Pôle emploi - Pôle emploi - PASCAL GUYOT - AFP

Les conditions de démographie et de croissance semblent enfin réunies pour y parvenir, selon un expert.

La décrue du chômage structurel en France semble se confirmer depuis maintenant plusieurs trimestres. Le dernier indicateur connu, le taux de chômage au sens du BIT (Bureau international du travail) est ainsi au plus bas depuis 10 ans à 8,4% de la population active métropolitaine (8,7% en y ajoutant les DOM-TOM).

Une tendance qui a incité Emmanuel Macron, le président de la République, à oser des prévisions datées (un exercice pourtant bien périlleux). Et de viser un taux de chômage à 7% à horizon 2022 et à 5% environ en 2025, un seuil considéré comme le plein emploi.

Si certains doutent de ce plan de marche, d'autres observateurs comme Olivier Passet, Directeur des synthèses chez Xerfi estime que « l’objectif est pourtant beaucoup moins héroïque qu’il n’y paraît. Car deux éléments ont changé en profondeur sur le marché du travail depuis quelques années ».

Et d’expliquer : « Le premier élément de rupture, c’est l’accroissement de la population en âge de travailler. Cette population de 15-65 ou 20-65 ans stagne ou s’érode depuis 2010, quand elle augmentait encore de 200 à 300 000 par an entre 2000 et 2008. Cette tranche d’âge de population joue un rôle décisif dans la formation de l’offre de travail et la tendance à la stagnation va s’inscrire dans la durée. Ainsi aujourd’hui, à taux d’activité constant, la stagnation de l’emploi ne fait plus ou quasiment plus augmenter le chômage en valeur absolue.
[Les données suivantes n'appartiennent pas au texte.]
PR #1022, opened 2024-06-17

SLCORE-786 allow blame with given content for unsaved files

serhat-yenican-sonarsource:
# For SonarSourcers:

- [ ] Prefix the commit message with the ticket number, i.e. `SLCORE-XXXX` (or use `NO-JIRA` for a trivial change not tracked by a ticket)
- [ ] When changing an API:

# For external contributors:

### DIFF
--- a/backend/commons/src/main/java/org/sonarsource/sonarlint/core/commons/GitBlameUtils.java
+++ b/backend/commons/src/main/java/org/sonarsource/sonarlint/core/commons/GitBlameUtils.java
@@ -41,12 +41,44 @@ public class GitBlameUtils {
     // Utility class
   }
 
-  public static SonarLintBlameResult blameWithFilesGitCommand(Path baseDir, Set<Path> gitRelativePath, @Nullable UnaryOperator<String> fileContentProvider) {
-    var repo = buildRepository(baseDir);
-    return blameWithFilesGitCommand(repo, gitRelativePath, fileContentProvider);
+  public static SonarLintBlameResult blameWithFilesGitCommand(Path projectBaseDir, Set<Path> projectBaseRelativeFilePaths) {
+    return blameWithFilesGitCommand(projectBaseDir, projectBaseRelativeFilePaths, null);
   }
 
-  private static Repository buildRepository(Path basedir) {
+  public static SonarLintBlameResult blameWithFilesGitCommand(Path projectBaseDir, Set<Path> projectBaseRelativeFilePaths, @Nullable UnaryOperator<String> fileContentProvider) {
+    var gitRepo = buildGitRepository(projectBaseDir);
+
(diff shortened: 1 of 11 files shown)


backend/core/src/main/java/org/sonarsource/sonarlint/core/analysis/AnalysisStartedEvent.java
```diff
@@ -62,4 +64,21 @@ public Set<URI> getFileUris() {
   public boolean isTrackingEnabled() {
     return enableTracking;
   }
+
+  public UnaryOperator<String> getFileContentProvider() {
+    return path -> files.stream()
```
vojtech-suchy-sonarsource, line 69: Do we need to take into account that the  filePath we set via the [RepositoryBlameCommand.seFilePath() will always have the UNIX format](https://github.com/SonarSource/sonarlint-core/blob/8dc549e82f5674928a39f2ea806e4e693a685f87/backend/commons/src/main/java/org/sonarsource/sonarlint/core/commons/GitBlameUtils.java#L79)? Do any of the paths here also need to be in UNIX format?

backend/commons/src/main/java/org/sonarsource/sonarlint/core/commons/GitBlameUtils.java
```diff
@@ -67,12 +71,14 @@ private static RepositoryBuilder getVerifiedRepositoryBuilder(Path basedir) {
     return builder;
   }
 
-  private static SonarLintBlameResult blameWithFilesGitCommand(Repository repo, Set<Path> gitRelativePath) {
+  private static SonarLintBlameResult blameWithFilesGitCommand(Repository repo, Set<Path> gitRelativePath, @Nullable UnaryOperator<String> fileContentProvider) {
```
vojtech-suchy-sonarsource, line 74: This is a minor nit-pick - I usually prefer having two separate constructors so we don't need to update the existing code by passing `nulls` (such as in the tests)

vojtech-suchy-sonarsource (commented):
Over all looks good! Thanks for looking into this.

Mainly had one question on whether we need to convert any paths to be unix style (see the comment below)

backend/core/src/main/java/org/sonarsource/sonarlint/core/analysis/AnalysisStartedEvent.java
serhat-yenican-sonarsource: That's a very good catch! Yes, we should definitely take this into account. Thanks.

serhat-yenican-sonarsource: I modified the `it_should_blame_with_given_contents` test to contain inner path logix to be able to test the forward-back slash scenario.

vojtech-suchy-sonarsource (approved):
Splendid 👏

C’est une rupture considérable du point de vue strictement comptable par rapport aux décennies passées ».

« Les choses ont changé »

« En régime de croisière, il est clair que la hausse de la population active est bien moindre aujourd’hui qu’hier. Et cela pour longtemps compte tenu de l’arrière-plan démographique. In fine, en période de croissance, il faut aujourd’hui moins de 100 000 créations d’emplois pour diminuer le nombre de chômeurs, quand il en fallait 200 à 300 000 dans les années 2000 », détaille l’expert.
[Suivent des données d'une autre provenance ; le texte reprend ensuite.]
PR #501, opened 2016-04-13
Added code fix for 500 errors when not using a token. Now accepts cli…

GERey:
…ent credentials as well.


snoopdave:
LGTM. Merging.

PR #504, opened 2016-04-14
Update for new Java SDK.

RobertWalsh:


sdks/java/.bash_profile
```diff
@@ -0,0 +1 @@
+export JAVA_HOME=/Library/Java/JavaVirtualMachines/jdk1.8.0_73.jdk/Contents/Home
```
GERey: Is this meant to override the current JAVA_HOME? Is there a reason we do this for the java sdk?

L’expert souligne également et évidemment le support de la croissance comme moteur essentiel de la création d’emplois. Mais les paramètres ont là aussi changé, au profit de l’emploi. « La job machine repart en France à partir du seuil de 1% de croissance. Ce seuil était plus proche de 1,5%-2%, il y a 10 ans. Cela, on peut le visualiser de façon fruste à travers le rythme de productivité tendanciel au plan macro, qui indique aussi, le seuil de croissance, à partir duquel doit augmenter le volume de travail pour accompagner le surcroît de croissance. Et c’est bien ce que l’on constate aujourd’hui. La France continue à créer de l’emploi, alors même que la croissance navigue sous un rythme de 1,1% en moyenne depuis 5 trimestres ».

« Cette évolution, on la constate partout dans le monde développé. Le contenu en emploi de la croissance s’est accru, réformes ou non réformes. Avec le numérique, avec le vieillissement et la problématique de la dépendance, on assiste à une explosion des petits emplois de service et de logistique, à faible productivité », souligne Olivier Passet.

« Bref, les choses ont changé. Et annoncer 7% de chômage à horizon 2022, puis de l’ordre de 5% à horizon 2025, c’est simplement parier sur l’absence d’accident conjoncturel majeur à moyen terme. C’est miser finalement sur une croissance moyenne proche de 1,5%. Rien d’exceptionnel. La France est simplement en train de se germaniser. Et pour la première fois, depuis 40 ans, la démographie va finalement faire le job dont les politiques s’attribueront les mérites ».